Podemos pensar nas perdas materiais, quem perdeu um emprego ou tem um negócio comprometido ou teve que ser fechado. Essas perdas se refletem na perda emocional. Com isso temos a incerteza, neste momento temos a perspectiva de vacinação, mas ainda é uma interrogação. Se de fato acontecerá e como será a retomada da vida, das aulas, das atividades econômicas, esta incerteza permanece. 

 

Problemas mais comuns
Os dados oficiais fala muito em ansiedade, depressão e insônia. Mas estar mal neste momento é natural. Eu me preocupo mais com quem aparentemente está saudável, desconectado da própria realidade, tocando a vida como se nada tivesse acontecido. Revela uma dissociação. Eu nunca tive tanto trabalho, mas eu não queria ter tanto trabalho com pessoas tão sofridas. Estamos vendo quadros de pessoas com problemas alimentares, engordando. Estão mais tempo dentro de casa, mais perto da geladeira, ansiosas, preocupadas, sem fazer atividade física. 

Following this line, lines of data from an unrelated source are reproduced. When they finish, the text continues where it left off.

PR #624, opened 2026-06-15
fix(test-cluster): manage containers via testcontainers' Docker client so start/stop share one runtime

beryllw:
### Purpose

Linked issue: close #623 

### Brief change log

- stop_cluster, FlussTestingCluster::stop, and the start pre-clean now force-remove via the shared client. A 404 (already gone) is treated as success; other errors warn instead of being silently swallowed.
- all_containers_exist lists containers through the client with an anchored name filter (now async).
- New run_blocking helper drives the async teardown from the synchronous stop() callers, working both inside a tokio runtime (async integration tests) and from the atexit cleanup handler.
- Imports the Docker types via the testcontainers::bollard re-export, so the crate takes no direct bollard dependency (Cargo.toml/Cargo.lock unchanged on balance).

### Tests

Verified against a live Podman cluster:
```
start            -> zookeeper / coordinator / tablet containers Up
start (again)    -> idempotent, no recreation, no name conflict
stop             -> all three containers removed
```

cargo build / cargo clippy clean for the crate (the 3 pre-existing main.rs readiness-poll lints are untouched and out of scope).

### DIFF
--- a/crates/fluss-test-cluster/src/lib.rs
+++ b/crates/fluss-test-cluster/src/lib.rs
@@ -18,12 +18,65 @@
 use fluss::client::FlussConnection;
 use fluss::config::Config;
 use std::collections::HashMap;
+use std::future::Future;
 use std::mem::ManuallyDrop;
 use std::sync::Arc;
 use std::time::Duration;
+use testcontainers::bollard::Docker;
+use testcontainers::bollard::query_parameters::{
+    ListContainersOptionsBuilder, RemoveContainerOptionsBuilder,
+};
 use testcontainers::core::ContainerPort;
+use testcontainers::core::client::docker_client_instance;
 use testcontainers::runners::AsyncRunner;
 use testcontainers::{ContainerAsync, GenericImage, ImageExt};
+
+/// testcontainers' own shared `bollard::Docker` — the same client (and daemon
+/// resolution) it uses for `image.start()`, so teardown and existence checks act on
+/// the exact daemon `start` created containers on. `None` (with a warning) if the
+/// client is unreachable.
+async fn docker_client() -> Option<Docker> {
+    match docker_client_instance().await {
+        Ok(docker) => Some(docker),
+        Err(e) => {
+            eprintln!("warning: cannot reach the testcontainers Docker client: {e}");
+            None
+        }
+    }
+}
+
+/// Force-removes a container by name. Best-effort: a 404 (already gone) is success;
+/// other errors warn rather than panic.
+async fn force_remove_container(docker: &Docker, name: &str) {
+    let options = RemoveContainerOptionsBuilder::default().force(true).build();
+    match docker.remove_container(name, Some(options)).await {
+        Ok(())
+        | Err(testcontainers::bollard::errors::Error::DockerResponseServerError {
+            status_code: 404,
+            ..
+        }) => {}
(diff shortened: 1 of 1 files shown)


crates/fluss-test-cluster/src/lib.rs
```diff
@@ -165,21 +218,32 @@ impl FlussTestingClusterBuilder {
...
+            filters.insert("name".to_string(), vec![format!("^{name}$")]);
+            let options = ListContainersOptionsBuilder::default()
+                .all(false)
+                .filters(&filters)
+                .build();
+            match docker.list_containers(Some(options)).await {
+                Ok(list) if !list.is_empty() => continue,
+                _ => return false,
+            }
+        }
```
leekeiabstraction, line 238: nit: Seems like we're making a list_containers per-container. Anyway to make this more efficient?

crates/fluss-test-cluster/src/lib.rs
```diff
@@ -493,22 +560,47 @@ impl FlussTestingCluster {
...
+        .filters(&filters)
+        .build();
+
+    let containers = match docker.list_containers(Some(options)).await {
+        Ok(containers) => containers,
+        Err(e) => {
+            eprintln!("warning: failed to list cluster containers: {e}");
+            return;
+        }
+    };
```
leekeiabstraction, line 596: nit: This looks similar to parts of `all_containers_exist`, can these be refactored?

leekeiabstraction (commented):
Thank you for the improvements. Left some small comments.

crates/fluss-test-cluster/src/lib.rs
```diff
@@ -493,22 +560,47 @@ impl FlussTestingCluster {
...
+    let Some(docker) = docker_client().await else {
+        return;
+    };
+
+    // Multiple values for the `name` filter are OR'd by the daemon; these prefixes
+    // cover zookeeper, coordinator, and any number of tablet servers.
+    let mut filters = HashMap::new();
+    filters.insert(
+        "name".to_string(),
+        vec![
```
charlesdong1991, line 579: not a concern, nor it will cause any issues here 

but just add a note: when using prefix here, if two different clusters share the prefix of `name` (e.g. one cluster has name of `test` and there other has `test2` or something), i think when stopping, it can accidentally stop both of them although purpose might be only stopping containers of `test` cluster

charlesdong1991 (approved):
Great improvement! 👍

leekeiabstraction (approved):
Approving to get this improvement merged. The earlier comments from me were nits. 

TY for your contribution!

crates/fluss-test-cluster/src/lib.rs
beryllw: Sorry for the late reply, +1.  I've already addressed it in a follow-up PR (#627).

crates/fluss-test-cluster/src/lib.rs
beryllw: I left it inline for now since the error handling differs slightly.

crates/fluss-test-cluster/src/lib.rs
beryllw: Thanks for review, good catch — fixed in a follow-up PR (https://github.com/apache/fluss-rust/pull/627). The prefix is only used for narrowing, and removal is guarded by an exact local name check, so test and test2 won't interfere.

E os problemas relacionais. As pessoas tiveram que conviver sob o mesmo teto, algumas famílias se aproximaram mas algumas tensionaram as relações, ficaram mais difíceis. 

 

Decepção com as pessoas
À medida que as características do outro afloram, que estavam escondidas num cotidiano mais rápido e onde a  convivência era menor, vem a decepção. Até por conta do comportamento de pessoas que se recusam a cumprir normas sanitárias. 

A decepção faz parte da vida. Os adultos teriam mais recursos para administrar isso, mas penso que isso faz parte do processo de amadurecimento, poder enxergar aspectos do outro que antes não conseguíamos. É aquela história de ter um amigo de 10 anos, mas quando faz uma viagem de 10 dias com ele, a coisa muda completamente. Estamos vendo isso em muitos casamentos, olhar de perto pode ter aproximado mas também pode ter assustado. As pessoas assustadas ficam sem chão, sem saber o que fazer. Sugiro que as pessoas não se precipitem em tomar decisões, como se separar, e sim assimilem e se deem um certo tempo para entender o peso disso na relação, e não tomar decisões intempestivas.

 

Negacionistas
Uma coisa é discutir política, mas não é disso que se trata. Se é uma pessoa que você tem afeto talvez dar tempo ao tempo e não haver um enfrentamento, pode ajudar. Se há uma radicalização e uma negação, aí o enfrentamento é um processo natural, e tem que haver. O conflito não significa ofensa, humilhação, agressividade e violência. Conflito entre pessoas maduras significa argumentação.

 

Pessoa que crê em mentiras
Ser adulto e ter razoável saúde mental significa ter dúvidas. Tenho muito medo de pessoas que tem convicções inabaláveis. É preciso comparar as convicções com a realidade. Não se trata de achar que a vacina “pode” funcionar. As vacinas estão funcionando, isso é um fato. E não há problema em mudar de opinião, é bastante saudável. A pessoa corre o risco de ficar muito distante da realidade e perder contato com pessoas, perder trabalho. 

 

Volta ao normal
Sou um pouco pessimista. Não acho que as pessoas vão sair melhores, no sentido espiritual, grandioso, de lições do tipo “a vida é tão frágil, vamos valorizar”. Vamos sair muito piores, talvez demoremos uma década para nos recuperarmos. O que sugiro é que as pessoas façam uma auto-observação, autocrítica, e escolham de que forma vamos nos recuperar e nos recolocar na vida. As artes, os esportes terão um papel fundamental, para que a gente não mergulhe apenas nas mazelas, nas dores, no sofrimento, mas tenhamos possibilidade de espairecer um pouco, sonhar um pouco, sair pelo caminho da arte para nos salvar desta realidade que tem sido tão dura.